Радостное чувство свободы – той полной, неотъемлемой, присущей человеку свободы, сознание которой он в первый раз испытал на первом привале, при выходе из Москвы, наполняло душу Пьера во время его выздоровления. Он удивлялся тому, что эта внутренняя свобода, независимая от внешних обстоятельств, теперь как будто с излишком, с роскошью обставлялась и внешней свободой. Он был один в чужом городе, без знакомых. Никто от него ничего не требовал; никуда его не посылали. Все, что ему хотелось, было у него; вечно мучившей его прежде мысли о жене больше не было, так как и ее уже не было.
– Ах, как хорошо! Как славно! – говорил он себе, когда ему подвигали чисто накрытый стол с душистым бульоном, или когда он на ночь ложился на мягкую чистую постель, или когда ему вспоминалось, что жены и французов нет больше. – Ах, как хорошо, как славно! – И по старой привычке он делал себе вопрос: ну, а потом что? что я буду делать? И тотчас же он отвечал себе: ничего. Буду жить. Ах, как славно!
То самое, чем он прежде мучился, чего он искал постоянно, цели жизни, теперь для него не существовало. Эта искомая цель жизни теперь не случайно не существовала для него только в настоящую минуту, но он чувствовал, что ее нет и не может быть. И это то отсутствие цели давало ему то полное, радостное сознание свободы, которое в это время составляло его счастие.

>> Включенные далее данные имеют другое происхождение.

PR #58, opened 2023-02-13
M2-538 added activity item text component

vmkhitaryanscn:


src/shared/ui/survey/SimpleTextInput.tsx
```diff
@@ -0,0 +1,55 @@
+import { FC, useState } from 'react';
+import { TextInputProps } from 'react-native';
+
+import { useTranslation } from 'react-i18next';
+
+import { colors } from '@shared/lib';
+import { Input } from '@shared/ui';
+
+type ValueType = '' | 'http://www.w3.org/2001/XMLSchema#integer';
```
BamMironov, line 9: I may misinterpret the need for it but I think we can use the following type:
`type KeyboardType = 'text' | 'numeric'`;

src/shared/ui/survey/SimpleTextInput.tsx
```diff
@@ -0,0 +1,55 @@
...
+
+type Config = {
+  isOptionalText: boolean;
+  maxLength: number;
+  removeBackOption: boolean;
+  valueType: ValueType;
```
BamMironov, line 15: Here you can use `keyboardType: KeyboardType;`

BamMironov: or just delete it because it is already a part of `TextInputProps `

src/shared/ui/survey/SimpleTextInput.tsx
```diff
@@ -0,0 +1,55 @@
...
+};
+
+type Props = {
+  valueType?: ValueType;
+  config: Config;
```
BamMironov, line 20: Please put all props on the same level. No need to put them in the `config` object in this case

src/shared/ui/survey/SimpleTextInput.tsx
```diff
@@ -0,0 +1,55 @@
...
+} & TextInputProps;
+
+const SimpleTextInput: FC<Props> = ({
+  value = '',
+  onChange,
+  valueType = '',
+  config,
+}) => {
+  const { t } = useTranslation();
+  const [inputValue, setInputValue] = useState(value);
```
BamMironov, line 31: Please rename. value, setValue

src/shared/ui/survey/SimpleTextInput.tsx
```diff
@@ -0,0 +1,55 @@
...
+};
+
+type Props = {
+  valueType?: ValueType;
+  config: Config;
+  onChange: (text: string) => void;
+} & TextInputProps;
+
+const SimpleTextInput: FC<Props> = ({
+  value = '',
```
BamMironov, line 25: Please rename to initialValue

BamMironov (changes requested):

src/shared/ui/survey/SimpleTextInput.tsx
vmkhitaryanscn: We get exactly "valueType" prop from backend, and then I "convert" it to keyboardType.

src/shared/ui/Input.tsx
```diff
@@ -38,6 +40,19 @@ export const InputFrame = styled(
           placeholderTextColor: '$lighterGrey',
           borderBottomColor: '#1e1d1d',
         },
+        survey: {
+          borderBottomWidth: 1,
+          borderBottomColor: '$mediumGrey',
+          width: '100%',
```
anq83, line 46: Layout styles should go upper. See css properties ordering recomendations.

src/shared/ui/survey/SimpleTextInput.tsx
```diff
@@ -0,0 +1,49 @@
...
+
+import { useTranslation } from 'react-i18next';
+
+import { colors } from '@shared/lib';
+import { Input } from '@shared/ui';
+
+type Props = {
+  config: {
+    maxLength: number;
+    valueType: '' | 'http://www.w3.org/2001/XMLSchema#integer';
```
anq83, line 12: Why should we relay on schema definitions in Mobile app?
The type might be described with simple Enum value

anq83 (changes requested):

src/shared/ui/survey/SimpleTextInput.tsx
anq83: Then backend should be changed

BamMironov: Agreed. @vmkhitaryanscn,  please contact @Tom1204 in order to change the data contract

src/shared/ui/Input.tsx
vmkhitaryanscn: Do you mean the following? https://tamagui.dev/docs/intro/props#order-is-important

vmkhitaryanscn: @anq83 Do you mean the following? https://tamagui.dev/docs/intro/props#order-is-important

BamMironov (approved):

anq83 (approved):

Он не мог иметь цели, потому что он теперь имел веру, – не веру в какие нибудь правила, или слова, или мысли, но веру в живого, всегда ощущаемого бога. Прежде он искал его в целях, которые он ставил себе. Это искание цели было только искание бога; и вдруг он узнал в своем плену не словами, не рассуждениями, но непосредственным чувством то, что ему давно уж говорила нянюшка: что бог вот он, тут, везде. Он в плену узнал, что бог в Каратаеве более велик, бесконечен и непостижим, чем в признаваемом масонами Архитектоне вселенной. Он испытывал чувство человека, нашедшего искомое у себя под ногами, тогда как он напрягал зрение, глядя далеко от себя. Он всю жизнь свою смотрел туда куда то, поверх голов окружающих людей, а надо было не напрягать глаз, а только смотреть перед собой.
Он не умел видеть прежде великого, непостижимого и бесконечного ни в чем. Он только чувствовал, что оно должно быть где то, и искал его. Во всем близком, понятном он видел одно ограниченное, мелкое, житейское, бессмысленное. Он вооружался умственной зрительной трубой и смотрел в даль, туда, где это мелкое, житейское, скрываясь в тумане дали, казалось ему великим и бесконечным оттого только, что оно было неясно видимо. Таким ему представлялась европейская жизнь, политика, масонство, философия, филантропия. Но и тогда, в те минуты, которые он считал своей слабостью, ум его проникал и в эту даль, и там он видел то же мелкое, житейское, бессмысленное. Теперь же он выучился видеть великое, вечное и бесконечное во всем, и потому естественно, чтобы видеть его, чтобы наслаждаться его созерцанием, он бросил трубу, в которую смотрел до сих пор через головы людей, и радостно созерцал вокруг себя вечно изменяющуюся, вечно великую, непостижимую и бесконечную жизнь. И чем ближе он смотрел, тем больше он был спокоен и счастлив. Прежде разрушавший все его умственные постройки страшный вопрос: зачем? теперь для него не существовал. Теперь на этот вопрос – зачем? в душе его всегда готов был простой ответ: затем, что есть бог, тот бог, без воли которого не спадет волос с головы человека.